EXERCISE PROMPT
Search the records below for the word "driven". Pull out each line that has it.

(Collected data)
_____

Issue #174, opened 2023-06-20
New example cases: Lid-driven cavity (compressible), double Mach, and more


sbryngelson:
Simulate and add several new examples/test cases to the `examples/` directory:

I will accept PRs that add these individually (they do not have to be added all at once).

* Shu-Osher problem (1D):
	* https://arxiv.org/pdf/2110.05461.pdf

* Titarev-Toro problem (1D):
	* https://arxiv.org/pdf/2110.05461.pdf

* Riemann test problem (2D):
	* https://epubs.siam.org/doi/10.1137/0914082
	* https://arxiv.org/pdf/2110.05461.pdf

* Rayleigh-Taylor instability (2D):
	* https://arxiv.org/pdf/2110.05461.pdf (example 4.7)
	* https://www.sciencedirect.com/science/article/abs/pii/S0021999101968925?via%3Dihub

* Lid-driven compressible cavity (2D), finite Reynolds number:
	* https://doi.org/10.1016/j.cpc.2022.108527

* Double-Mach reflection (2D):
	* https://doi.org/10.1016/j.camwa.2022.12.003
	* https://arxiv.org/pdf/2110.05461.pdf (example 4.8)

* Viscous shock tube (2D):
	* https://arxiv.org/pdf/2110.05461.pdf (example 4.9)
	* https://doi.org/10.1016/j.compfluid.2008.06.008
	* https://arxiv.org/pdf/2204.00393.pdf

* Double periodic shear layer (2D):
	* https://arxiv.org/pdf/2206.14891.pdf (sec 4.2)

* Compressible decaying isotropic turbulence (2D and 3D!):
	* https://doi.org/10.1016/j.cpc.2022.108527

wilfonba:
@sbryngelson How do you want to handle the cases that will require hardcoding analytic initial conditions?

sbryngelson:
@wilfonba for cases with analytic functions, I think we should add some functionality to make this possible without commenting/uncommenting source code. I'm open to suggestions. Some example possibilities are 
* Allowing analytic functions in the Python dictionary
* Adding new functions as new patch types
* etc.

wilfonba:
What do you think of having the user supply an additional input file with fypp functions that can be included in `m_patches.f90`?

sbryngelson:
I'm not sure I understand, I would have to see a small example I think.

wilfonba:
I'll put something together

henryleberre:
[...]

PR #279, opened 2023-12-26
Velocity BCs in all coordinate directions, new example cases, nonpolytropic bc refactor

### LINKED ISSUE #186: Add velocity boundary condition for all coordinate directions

_____

RESPONSE BELOW
New example cases: Lid-driven cavity (compressible), double Mach, and more
* Lid-driven compressible cavity (2D), finite Reynolds number:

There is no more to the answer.